Le président burundais Évariste Ndayishimiye a été désigné candidat du Conseil national pour la défense de la démocratie – Forces de défense de la démocratie (CNDD-FDD) en vue de l’élection présidentielle prévue l’année prochaine. Le parti au pouvoir a officialisé cette décision dans un message publié sur le réseau social X.
Âgé de 57 ans, Évariste Ndayishimiye dirige le Burundi depuis 2020, succédant à Pierre Nkurunziza, au pouvoir pendant plus de quinze ans. Il se prépare ainsi à briguer un nouveau mandat de sept ans, alors qu’aucune date précise n’a encore été fixée pour le scrutin. Dans une réaction publiée sur X, le président a remercié sa formation politique pour la confiance accordée, confirmant implicitement son engagement dans la course électorale.
Depuis son arrivée au pouvoir, Évariste Ndayishimiye adopte une ligne de gouvernance duale. D’un côté, il a tenté d’assouplir certaines pratiques et de réduire l’influence de figures militaires dominantes.

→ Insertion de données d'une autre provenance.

PR #518, opened 2023-10-20
Add plugin: XPS

superstar54:
This PR adds a plugin for calculating X-ray Photoelectron Spectroscopy (XPS) spectra using the [`XpsWorkChain`](https://github.com/aiidateam/aiida-quantumespresso/blob/main/src/aiida_quantumespresso/workflows/xps.py) of aiida-quantumespresso package.

## Setting Panel
The Setting panel allows users to
- select the peak (element and orbital) to be calculated. The availability of peak in the panel depends on the corresponding pseudopotentials.
- adjust the parameters based on the input structure.
- 
Screenshot from 2024-02-14 13-04-05

## Results Panel
The Result panel displays the final XPS spectrum.
- broadened spectrum using a Voight profile (combined Lorenzian and Gaussian)
- the chemical shift values (differences in total energy relative to the lowest value)
- absolute binding energy
- the Offset Energies (δ)

Screenshot from 2024-02-14 13-03-10

Pseudopotentials
XPS calculations in QE require core-hole pseudopotentials. We supply a set of pseudopotentials specific to XPS calculations in the [XPS Pseudopotential Repository](https://github.com/superstar54/xps-data). This repository provides the core-hole pseudopotentials as an AiiDA archive file. There are two kind of pseudopotentials available:
- pbe
- pbesol

## WorkChain
To make the setting as simple as possible for user. The following default setting are used.
- `core_hole_treatment`. 
  - `full` for molecule
  - `xch_smear` for metal
  - `xch_fixed` for insulator
- `supercell_min_parameter` updated based on `protocol`.


superstar54:
It seems that the plugins still use the default pseudo family from pw workchain.
```
ValueError: required pseudo family `SSSP/1.2/PBEsol/efficiency` is not installed. Please use `aiida-pseudo install` toinstall it.
```

src/aiidalab_qe/plugins/xps/setting.py
```diff
@@ -0,0 +1,249 @@
...
+        """<div style="line-height: 140%; padding-top: 0px; padding-bottom: 5px">
+        You have three options:<br>
+        (1) XCH(smear): places the excited electron into the conduction band, suitable for extend system.<br>
+        (2) XCH(fixed): places the excited electron into the conduction band, suitable for extend system.<br>
+        (3) Full: remove one electron from the system, suitable for molecule. </div>"""
+    )
+
+    pseudo_title = ipw.HTML(
+        """<div style="padding-top: 0px; padding-bottom: 0px">
+        <h4>Pseudopotential</h4></div>"""
```
PNOGillespie, line 50: Just to make things easier to read:
```suggestion
        <h4>Core-Hole pseudopotential group</h4></div>"""
```

src/aiidalab_qe/plugins/xps/setting.py
```diff
@@ -0,0 +1,249 @@
...
+
+    peak_title = ipw.HTML(
+        """<div style="padding-top: 0px; padding-bottom: 0px">
+        <h4>Select peak</h4></div>"""
+    )
+    peak_help = ipw.HTML(
+        """<div style="line-height: 140%; padding-top: 6px; padding-bottom: 0px">
+        The list of peaks to be considered for analysis.
+        </div>"""
+    )
```
PNOGillespie, line 66: Would something like this make sense for readability? "Core-Hole" or "Core-Level" seems like it would be more intuitive, but if "Peak" is the correct technical term in this case then don't worry.
```suggestion
    peak_title = ipw.HTML(
        """<div style="padding-top: 0px; padding-bottom: 0px">
        <h4>Select core-level</h4></div>"""
    )
    peak_help = ipw.HTML(
        """<div style="line-height: 140%; padding-top: 6px; padding-bottom: 0px">
        The list of core-levels to be considered for analysis.
        </div>"""
    )
```

src/aiidalab_qe/plugins/xps/setting.py
```diff
@@ -0,0 +1,249 @@
...
+            self.peak_title,
+            self.peak_help,
+            ipw.HBox(
+                [self.peak_list],
+            ),
+            # self.supercell_title,
+            # self.supercell_help,
+            # ipw.HBox(
+            # [self.supercell_min_parameter],
+            # ),
```
PNOGillespie, line 158: There are quite a few commented-out sections here which should be cleaned up if possible:
```suggestion
            self.pseudo_title,
            self.pseudo_help,
            self.pseudo_group,
            self.peak_title,
            self.peak_help,
            ipw.HBox(
                [self.peak_list],
            ),
```

Does this also mean (based on the fact that `supercell_min_parameter` is not used) that the supercell size used in calculation is defined entirely by the protocol?

PNOGillespie (changes requested):
Hi @superstar54, I've had a look at the code and, generally speaking, it looks good. I've left some suggested changes here and there to improve readability and clean up commented-out blocks of code.

The only important change IMO is a selection widget for the element to display in the `Result` panel - see the [relevant comment](https://github.com/aiidalab/aiidalab-qe/pull/518#discussion_r1474614565) for discussion.

src/aiidalab_qe/plugins/xps/setting.py
superstar54: Thanks! I change it to core-level

src/aiidalab_qe/plugins/xps/result.py
```diff
@@ -0,0 +1,214 @@
...
+        g.layout.xaxis.title = "Chemical shift (eV)"
+        g.layout.xaxis.autorange = "reversed"
+        #
+        spectra = xps_spectra_broadening(
+            chemical_shifts, equivalent_sites_data, gamma=gamma.value, sigma=sigma.value
+        )
+        for element, data in spectra.items():
+            # print(element, data)
+            for site, d in data.items():
+                g.add_scatter(x=d[0], y=d[1], fill="tozeroy", name=f"{element}_{site}")
```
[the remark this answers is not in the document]
superstar54: Thanks! I added the selection dropdown for different elements, like in the XAS plugin.

src/aiidalab_qe/plugins/xps/result.py
```diff
@@ -0,0 +1,214 @@
...
+        super().__init__(node=node, **kwargs)
+
+    def _update_view(self):
+        import plotly.graph_objects as go
+
+        voigt_profile_help = ipw.HTML(
+            """<div style="line-height: 140%; padding-top: 10px; padding-bottom: 10px">
+        The Voigt function:
+        </div>"""
+        )
```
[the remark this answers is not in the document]
superstar54: I added a description for the parameters and also a link to Wikipedia.

src/aiidalab_qe/plugins/xps/setting.py
superstar54: I changed as you suggested.

src/aiidalab_qe/plugins/xps/setting.py
superstar54: Yes. This would be more user friendly

superstar54:
@PNOGillespie Thanks for your review. I made the changes as you suggested. I added the dropdown button to select the spectrum for different elements. I also added a table to show the offset energies, which are used to calibrate the calculated binding energy.

src/aiidalab_qe/plugins/xps/result.py
```diff
@@ -0,0 +1,247 @@
...
+            style={"description_width": "initial"},
+        )
+        sigma = ipw.FloatSlider(
+            value=0.3,
+            min=0.1,
+            max=1,
+            description="Gaussian profile (σ)",
+            disabled=False,
+            style={"description_width": "initial"},
+        )
```
PNOGillespie, line 118: I didn't know that Python strings could use non-ASCII characters :laughing:. While these don't raise an error at the moment, I'd suggest encoding these properly just to avoid any potential problems elsewhere:
```suggestion
        gamma = ipw.FloatSlider(
            value=0.3,
            min=0.1,
            max=1,
            description="Lorentzian profile ($\gamma$)",
            disabled=False,
            style={"description_width": "initial"},
        )
        sigma = ipw.FloatSlider(
            value=0.3,
            min=0.1,
            max=1,
            description="Gaussian profile ($\sigma$)",
            disabled=False,
            style={"description_width": "initial"},
        )
```

src/aiidalab_qe/plugins/xps/result.py
```diff
@@ -0,0 +1,247 @@
...
+                        else:
+                            g.data[i].fill = None
+                        g.data[i].name = data[i]["site"].replace("_", " ")
+
+                else:
+                    g.data = []
+                    for d in data:
+                        g.add_scatter(
+                            x=d["x"], y=d["y"], fill=fill.value, name=d["site"]
+                        )
```
PNOGillespie, line 202: This section here causes a crash because you're calling the value from the UI element rather than converting it to a type of fill method (e.g. "tozeroy"):
```suggestion
                        if fill.value:
                            fill_type = "tozeroy"
                        else:
                            fill_type = None
                        g.add_scatter(
                            x=d["x"], y=d["y"], fill=fill_type, name=d["site"]
                        )
```

src/aiidalab_qe/plugins/xps/result.py
```diff
@@ -0,0 +1,247 @@
...
+
+        ui_parameters = self.node.base.extras.get("ui_parameters", {})
+        ui_parameters = deserialize_unsafe(ui_parameters)
+        correction_energies = ui_parameters["xps"]["correction_energies"]
+        # create a table for the correction energies using ipywidgets
+        correction_energies_table = ipw.HTML(
+            """<h4>Offset Energies (δ)</h4>
+            <div>The binding energies should be corrected by these constant offsets. These offsets mainly depend on chemical element and core level, and are determined by comparing the calculated core electron binding energy to the experimental one.</div>
+            <table><tr><th>Core-level</th><th>Value (eV)</th></tr>"""
+        )
```
PNOGillespie, line 238: The first sentence should remind the user how the correction energies are used in practice:
```suggestion
        correction_energies_table = ipw.HTML(
            """<h4>Offset Energies (δ)</h4>
            <div>When comparing binding energies reported by AiiDALab-QE to experimental data, these should be corrected by the given offset listed below</div>
            <table><tr><th>Core-level</th><th>Value (eV)</th></tr>"""
        )
```

I would also recommend moving the second sentence (or maybe the relevant concept or description) to the documentation since this is not really needed here.

src/aiidalab_qe/plugins/xps/result.py
```diff
@@ -0,0 +1,247 @@
...
+        for core_level, value in correction_energies.items():
+            element = core_level.split("_")[0]
+            if element not in self.spectrum_select_options:
+                continue
+            exp = value["exp"]
+            correction_energies_table.value += (
+                f"<tr><td>{core_level}</td><td>{exp}</td></tr>"
+            )
+        return correction_energies_table
```
PNOGillespie, line 247: Just a little addition to make things clearer:
```suggestion
        for core_level, value in correction_energies.items():
            element = core_level.split("_")[0]
            if element not in self.spectrum_select_options:
                continue
            exp = value["exp"]
            if exp >= 0.0:
                sign = "+"
            elif exp < 0:
                sign = ""
            correction_energies_table.value += (
                f"<tr><td>{core_level}</td><td>{sign}{exp}</td></tr>"
            )
        return correction_energies_table
```

If the values can be positive or negative, then it's usually a good idea to give the sign explicitly even if the number is positive.

The string for the core level name should probably also have the underscore removed, since this doesn't format so well in non-monospace text. I understand this is also the way that the labels for the core levels are written in the `Setting` panel, but I wouldn't worry about changing those at this stage.

PNOGillespie (changes requested):
Hi @superstar54. Code looks good for the most part. I've added a few final changes, after which I think this PR is complete.

src/aiidalab_qe/plugins/xps/result.py
superstar54: thanks! I changed it.

src/aiidalab_qe/plugins/xps/result.py
superstar54: thanks! The sign is indeed very important.

src/aiidalab_qe/plugins/xps/result.py
superstar54: thanks! I made the changes.

superstar54:
@PNOGillespie, thanks for your review and very useful suggestions! I made all the changes as suggested.

PNOGillespie (approved):
Looks good to me, nice work @superstar54!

De l’autre, son administration conserve un contrôle politique marqué sur les institutions. Cette approche intervient dans un pays enclavé d’environ 15 millions d’habitants, où les enjeux de stabilité politique et de gouvernance restent centraux pour l’économie et les partenaires internationaux. Le Burundi continue de faire face à des critiques récurrentes d’organisations internationales. Les Nations unies et plusieurs ONG dénoncent régulièrement des violations des droits humains et un environnement politique contraint. Sur le plan de la liberté de la presse, le pays se classe au 125e rang sur 180 selon Reporters sans frontières, illustrant un espace médiatique fortement encadré.

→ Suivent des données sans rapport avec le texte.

PR #519, opened 2023-10-20
Fix/remove deprecations

unkcpz:
Follow the https://github.com/aiidalab/aiidalab-widgets-base/pull/509, the warnings should be get rid of here as well.

### DIFF
--- a/.github/workflows/ci.yml
+++ b/.github/workflows/ci.yml
@@ -14,7 +14,6 @@ concurrency:
 jobs:
 
     pre-commit:
-    # Adapted from: https://github.com/CasperWA/voila-optimade-client
 
         runs-on: ubuntu-latest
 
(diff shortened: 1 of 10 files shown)


unkcpz:
Hi @danielhollas, did you also have the following warning after you turn waring to error in pytest?

```
        # The call to .warn adds one frame, so bump the stacklevel up by one
>       warnings.warn(message, DeprecationWarning, stacklevel=stacklevel + 1)
E       DeprecationWarning: Jupyter is migrating its paths to use standard platformdirs
E       given by the platformdirs library.  To remove this warning and
E       see the appropriate new directories, set the environment variable
E       `JUPYTER_PLATFORM_DIRS=1` and then run `jupyter --paths`.
E       The use of platformdirs will be the default in `jupyter_core` v6

/opt/hostedtoolcache/Python/3.9.18/x64/lib/python3.9/site-packages/jupyter_core/utils/__init__.py:90: DeprecationWarning
```

danielhollas:
Possibly, I've definitely seen it before. I think take a look at pyproject.toml at AWB and copy the ignore lines from there.

PR #521, opened 2023-10-20
remove blocker when updating code

### LINKED ISSUE #520: Step 3: Submission Blocker Remains if `pw.x` Code Selected Before Others
**Describe the bug**
On `main` version 23.10.0a2 (latest commit 0006ac23fbd1d0cfcaa55335102857c1fca961ff)  when selecting codes for calculation using the PdosWorkChain, the submission blocker remains stating that the dos.x and projwfc.x codes must be set even after the relevant codes are selected.

The issues only arises if the `pw` code is set first. If the `dos` or `projwfc` codes are set first, then the submission blocker clears and the WorkChain can be started with no issues

**To Reproduce**
1. Load & confirm structure, set pdos property in step 2, confirm and move to step 3
2. Select code from pw.x dropdown menu
3. Select codes from dos.x and projwfc.x dropdown menus
4. Submission blocker remains

**Expected behavior**
Submission blocker requiring codes to be set should clear once relevant codes are selected.

**Screenshots**
#### Initial Step 3 Screen:
Step_3_Page-Initial
#### Select pw.x Code:
Step_3_Page-PW_First
#### Selecting dos.x and projwfc.x Codes Does not Clear Submission Blocker
Step_3_Page-Bug_Found
#### Starting from projwfc.x and dos.x:
Step_3_Page-Pdos_First
#### Adding pw.x Code Afterwards Clears the Submission Blocker:
Step_3_Page-No_Bug_Found

**Version (if known)**
 - App version: 23.10.0a2 (commit: 0006ac23fbd1d0cfcaa55335102857c1fca961ff)

**Additional context**
This issue persists with other apps if they use a separate code and will fix in the same way.

Also, unsure if this is relevant but the App can't install `localhost` codes on my laptop. This doesn't prevent calculation work however.

superstar54:
fix #520. Remove the code blocker when updating code widgets.

### DIFF
--- a/src/aiidalab_qe/app/submission/__init__.py
+++ b/src/aiidalab_qe/app/submission/__init__.py
@@ -89,6 +89,7 @@ class SubmitQeAppWorkChainStep(ipw.VBox, WizardAppWidgetStep):
         for _, entry_point in self.code_entries.items():
             for name, code in entry_point.items():
                 self.codes[name] = code
+                code.observe(self._update_state, "value")
                 self.code_children.append(self.codes[name])
         # set default codes
         self.set_selected_codes(DEFAULT_PARAMETERS["codes"])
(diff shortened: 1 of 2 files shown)


unkcpz (approved):
@superstar54 Good and thanks for adding the test!

PR #522, opened 2023-10-21
add `electronic_structure` plugin

superstar54:
This PR supports
- showing the result from multiple plugins.
- only shows the result panel when it is available.

One can use the workchain_labels to specify which plugins (outputs) are needed for this result panel. For example, the `electronic_structure` result panel needs `pdos` and `bands`.
```python
class Result(ResultPanel):
    title = "Electronic Structure"
    workchain_labels = ["bands", "pdos"]
```


tests/test_result.py
```diff
@@ -16,23 +16,6 @@ def test_workchainview(generate_qeapp_workchain):
...
-
-    from aiidalab_qe.app.result.workchain_viewer import WorkChainViewer
-
-    wkchain = generate_qeapp_workchain()
-    wkchain.node.set_exit_status(0)
-    wkchain.node.set_process_state(engine.ProcessState.FINISHED)
-    wcv = WorkChainViewer(wkchain.node)
-    assert (
-        "DOS grouped by:"
-        == wcv.result_tabs.children[2].children[0].children[0].children[0].value
```
unkcpz, line 34: I have no idea of all these children are, a detailed comment will be very useful.
Since now things are implemented as "Panel", is some of these children are panel? If so, I think `Panel` can have some way to associate children with name to make it easy to access.

src/aiidalab_qe/plugins/electronic_structure/result.py
```diff
@@ -182,3 +186,67 @@ def cmap(label: str) -> str:
...
+                            layout=ipw.Layout(
+                                justify_content="flex-start", width="120px"
+                            ),
+                        ),
+                        group_dos_by,
+                    ]
+                ),
+            ],
+            layout={"margin": "0 0 30px 30px"},
+        )
```
unkcpz, line 224: Please avoid a deep nest of widgets, if there are many, define it outside with a comment on what the box is for and where it is displayed.

unkcpz (changes requested):
Thanks @superstar54, I have two things ask to change, please have a look.

unkcpz:
BTW, there is no need to always merge the branch, if I find time to review I'll merge the main before I review. Usually, this happens before the final merge if there is no conflict.

tests/test_result.py
superstar54: The test here is too detailed, and not necessary, so I removed it. A new test that checks the length of the panel children is added.

src/aiidalab_qe/plugins/electronic_structure/result.py
superstar54: I refactored the code. Now, it's become more simple and clear.

superstar54:
@unkcpz I refactored the code and added detailed comments. It's ready for review. 

Please focus on the plugin part, which is the primary purpose of this PR.

The part of plotting the electronic structure is simply copied and pasted from the previous code, with few updates. If the code needs polished, it is better to open another PR.

src/aiidalab_qe/app/result/workchain_viewer.py
```diff
@@ -121,89 +100,39 @@ def _update_view(self):
...
-        )
-        #
-        data = export_data(self.node, group_dos_by=group_dos_by.value)
-        bands_data = data.get("bands", None)
-        dos_data = data.get("dos", None)
-        _bands_plot_view = BandsPlotWidget(
-            bands=bands_data,
-            dos=dos_data,
-        )
+                    if False not in results_ready:
```
unkcpz, line 124:
```suggestion
                    if all(results_ready):
```

src/aiidalab_qe/app/result/workchain_viewer.py
```diff
@@ -121,89 +100,39 @@ def _update_view(self):
...
+                        result._update_view()
+                        self._results_shown.add(result.identifier)
+                        # add this plugin result panel
+                        self.result_tabs.children += (result,)
+                        self.result_tabs.set_title(
+                            len(self.result_tabs.children) - 1, result.title
```
unkcpz, line 130: I guess `len(self.result_tabs.children) - 1` is the idx of the tab. Please have a variable for it with comment.

src/aiidalab_qe/plugins/bands/result.py
```diff
@@ -29,14 +29,15 @@ class Result(ResultPanel):
     """Result panel for the bands calculation."""
 
     title = "Bands"
+    workchain_labels = ["bands"]
```
unkcpz, line 32: What is this labels for? If there are more than one where will those shown?

tests/test_result.py
unkcpz: Nice, that is better!

tests/test_plugins_electronic_structure.py
```diff
@@ -0,0 +1,20 @@
...
+    wkchain.node.set_exit_status(0)
+    wkchain.node.set_process_state(engine.ProcessState.FINISHED)
+    wcv = WorkChainViewer(wkchain.node)
+    # find the tab with the identifier "electronic_structure"
+    # the built-in summary and structure tabs is not a plugin panel,
+    # thus don't have identifiers
+    tab = [
+        tab
+        for tab in wcv.result_tabs.children
+        if getattr(tab, "identifier", "") == "electronic_structure"
```
unkcpz, line 17: I assume `identifier` is a mendatory attribute of panel, so get this be: 
```suggestion
        if tab.identifier == "electronic_structure"
```

unkcpz (changes requested):
Hi @superstar54, thanks a lot for refactoring, very beautiful! Just some minor questions.

src/aiidalab_qe/plugins/bands/result.py
superstar54: One can use the workchain_labels to specify which plugins (outputs) are needed for this result panel. For example, the electronic_structure result panel needs pdos and bands.
 ```
 workchain_labels = ["bands", "pdos"]
 ```
To make this clear, I added a comment in the `ResultPanel`.

superstar54:
@unkcpz  I updated the code based on your suggestions. It's ready for another review.

unkcpz (approved):
Thanks @superstar54 ! All good for me. Ready to 🚢

PR #525, opened 2023-10-22
Correct the regex to get version tag from tag

unkcpz:


unkcpz:
The change has to be validated after the version is released, so I merge it.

Un contexte politique marqué par des événements récents sensibles
La vie politique burundaise a également été marquée par plusieurs événements récents. Le ministre des Médias et de la Communication est décédé ce mois-ci dans un accident de voiture, selon les autorités, même si les circonstances exactes restent sujettes à interrogation et font l’objet d’une enquête. Par ailleurs, l’ancien Premier ministre Alain-Guillaume Bunyoni, condamné à la prison à perpétuité pour tentative de coup d’État, a été libéré le mois dernier pour raisons médicales.
Au niveau continental, Évariste Ndayishimiye occupe actuellement la présidence tournante de l’Union africaine. Son mandat d’un an, débuté en février, renforce sa visibilité diplomatique et son rôle dans les discussions sur les enjeux politiques et économiques du continent. Dans ce contexte, la campagne présidentielle à venir sera observée de près, tant pour ses implications internes que pour la stabilité institutionnelle du Burundi.